Linzess (Linaclotide) is another prescription laxative. Linzess is a guanylate cyclase-C agonist. It is believed that Linzess works by calming pain-sensing nerves in the bowel and by promoting motility. Rarely, Linzess can cause severe diarrhea.
Bentyl (Dicyclomine) and Levsin (Hyoscyamine) are anticholinergic drugs and antispasmodics prescribed for IBS symptoms. It is believed that these drugs work by blocking the neurotransmitter acetylcholine in the nervous system and preventing the movement of smooth muscle in the gastrointestinal tract. Rarely, drugs in this class can cause heat-related illness, psychosis, and worsening of heart problems.

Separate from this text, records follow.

PR #538, opened 2025-07-13
Add Caido

hadhub:
Addition of caido, a real alternative to burpsuite for use in pentest and bug bounty missions

### DIFF
--- a/sources/assets/shells/history.d/caido
+++ b/sources/assets/shells/history.d/caido
@@ -1,0 +1,1 @@
+caido --no-sandbox &> /dev/null &
--- a/sources/install/package_web.sh
+++ b/sources/install/package_web.sh
@@ -902,6 +902,22 @@ function install_zap() {
     add-test-command "zap -suppinfo"
     add-to-list "Zed Attack Proxy (ZAP),https://www.zaproxy.org/,Web application security testing tool."
 }
+
+function install_caido() {
+    mkdir /opt/tools/caido
+    # Get the link of the last version in deb format
+    caido_latest_download_deb=$(curl -s https://api.caido.io/releases/latest | jq -r --arg arch "linux-$(uname -m).deb" '.links[].link | select(endswith($arch))')
+    # Get the file name
+    caido_file_name=$(basename $caido_latest_download_deb)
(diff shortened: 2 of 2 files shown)


ShutdownRepo (changes requested):
Thanks for the contribution!
The function is missing the `colorecho` function, as well as code compliance check exclusion for `add-aliases`
The `caido_latest_download_deb` variable should first be initialized as `local` to avoid a shellcheck warning.  And whenever the variable is used, it should be in a quoted string to avoid another shellcheck warning due to variable expansion, for example: `dpkg -i "/opt/tools/caido/$caido_file_name"`
Finally, is there a better command, such as `caido -h`, that would allow for better testing?

hadhub:
For the caido -h command, caido doesn't have a manual, so typing caido -h will just start the tool and the app's ui will start.

stellarix:
Since GUI app testing is not possible, why not run the caido-cli --version or caido-cli --help instead?
The .dpkg archive has both caido and caido-cli binary, the GUI app is just an appimage and it will invoke caido-cli binary when caido proxy is started

Additionally it is possible to automate the ca certificate import as well in `/Exegol-images/sources/assets/exegol/load_supported_setups.sh`
```bash
/opt/tools/caido/resources/bin/caido-cli --no-open &

wget http://localhost:8080/ca.crt -O /opt/tools/firefox/caido.crt
```
several check has to be added like what's in `/Exegol-images/sources/assets/burpsuite/trust-ca-burp.sh` of course.

And then include it to Firefox policy template `/Exegol-images/sources/assets/firefox/policies.json.template`
```
[snip]

    "Certificates": {
      "Install": ["/opt/tools/firefox/cacert.der", "/opt/tools/firefox/caido.crt"]
    }

[snip]
```

Sytten:
Caido founder here, I agree with @stellarix solution.
I can add a flag on the electron desktop app if you need it though (open me an issue on https://github.com/caido/caido).
Interacting with the CLI is good, right now it starts the whole app so might not be ideal for certificate import but we can add a parameters to just import and shutdown (or just export and shutdown).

Lomotil is a combination of the drugs Diphenoxylate and Atropine. Diphenoxylate is an opioid medication. Diphenoxylate is believed to work by slowing the transit of food through the digestive system. Atropine is an anticholinergic and antimuscarinic medication. Atropine is believed to work in cases of diarrhea by inhibiting the secretion of mucus.
Viberzi (Eluxadoline) is a prescription antidiarrheal medication believed to work by modulating the nerves in the intestines, making them less sensitive and slowing the movement of food through the gut.
For severe diarrhea in women with IBS, Lotronex (Alosetron) may be prescribed when other treatments have failed. Lotronex is an antidiarrheal medication. Lotronex is believed to work by reducing gastrointestinal secretions, slowing the transit of food through the intestines, and inhibiting nerves from signaling pain and discomfort. Rarely, Lotronex has caused severe constipation and ischemic colitis, a condition resulting from inadequate blood supply to the large intestine.
Proton pump inhibitors such as Prilosec (Omeprazole) and Prevacid (Lansoprazole) may be prescribed to help control acid in some people with IBS.
People with IBS who mainly have diarrhea may be prescribed a course of Xifaxan (Rifaximin) or another antibiotic. The main side effect of antibiotics is the alteration of the balance of beneficial bacteria that normally colonize the digestive tract.
Some people with IBS that is affected by depression, anxiety, or stress may be prescribed an antidepressant or anxiolytic (anti-anxiety medication). Some antidepressants have also shown effectiveness at decreasing certain types of pain, especially neuropathic pain.
Antidepressants may include Pamelor (Nortriptyline) and Prozac (Fluoxetine).
Anxiolytics may include Valium (Diazepam) and Ativan (Lorazepam).